- Requirement -
The entries below are to be printed again word for word.

+ + + +

PR #817, opened 2020-01-13
implement new LiveDataDao

frett:


library/db/src/main/java/org/keynote/godtools/android/db/GodToolsDao.java
```diff
@@ -54,6 +64,29 @@ private GodToolsDao(@NonNull final Context context) {
                      LocalFileTable.SQL_WHERE_PRIMARY_KEY);
         registerType(TranslationFile.class, TranslationFileTable.TABLE_NAME, TranslationFileTable.PROJECTION_ALL,
                      new TranslationFileMapper(), TranslationFileTable.SQL_WHERE_PRIMARY_KEY);
+
+        // TODO: this may be temporary until a better solution is available
+        EventBus.getDefault().register(new Object() {
+            @Subscribe(threadMode = ThreadMode.MAIN)
```
gyasistory: @frett can you explain why you need to to this.

frett: we need a way to know when data has changed in the database table. the quick solution was to tie into the EventBus broadcasts that we currently use to indicate that data has changed.

Long term I want to look into directly invalidating for classes that we update through the DAO, but there is some complications between triggering this taking transactions into account

PR #818, opened 2020-01-13
GT-661   add analytics to onboarding and tutorial

gyasistory:


gyasistory:
@frett I have no idea what is causing this not to compile.  From what I can tell everything looks good.

frett:
@gyasistory do you have a reference to what the data being sent to Adobe should look like?

frett:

+ + + +

- Task answer -
PR #817, opened 2020-01-13
implement new LiveDataDao

frett:


library/db/src/main/java/org/keynote/godtools/android/db/GodToolsDao.java
```diff
@@ -54,6 +64,29 @@ private GodToolsDao(@NonNull final Context context) {
                      LocalFileTable.SQL_WHERE_PRIMARY_KEY);
         registerType(TranslationFile.class, TranslationFileTable.TABLE_NAME, TranslationFileTable.PROJECTION_ALL,
                      new TranslationFileMapper(), TranslationFileTable.SQL_WHERE_PRIMARY_KEY);
+
+        // TODO: this may be temporary until a better solution is available
+        EventBus.getDefault().register(new Object() {
+            @Subscribe(threadMode = ThreadMode.MAIN)
```
gyasistory: @frett can you explain why you need to to this.

frett: we need a way to know when data has changed in the database table. the quick solution was to tie into the EventBus broadcasts that we currently use to indicate that data has changed.

Long term I want to look into directly invalidating for classes that we update through the DAO, but there is some complications between triggering this taking transactions into account

PR #818, opened 2020-01-13
GT-661   add analytics to onboarding and tutorial

gyasistory:


gyasistory:
@frett I have no idea what is causing this not to compile.  From what I can tell everything looks good.

frett:
@gyasistory do you have a reference to what the data being sent to Adobe should look like?

frett:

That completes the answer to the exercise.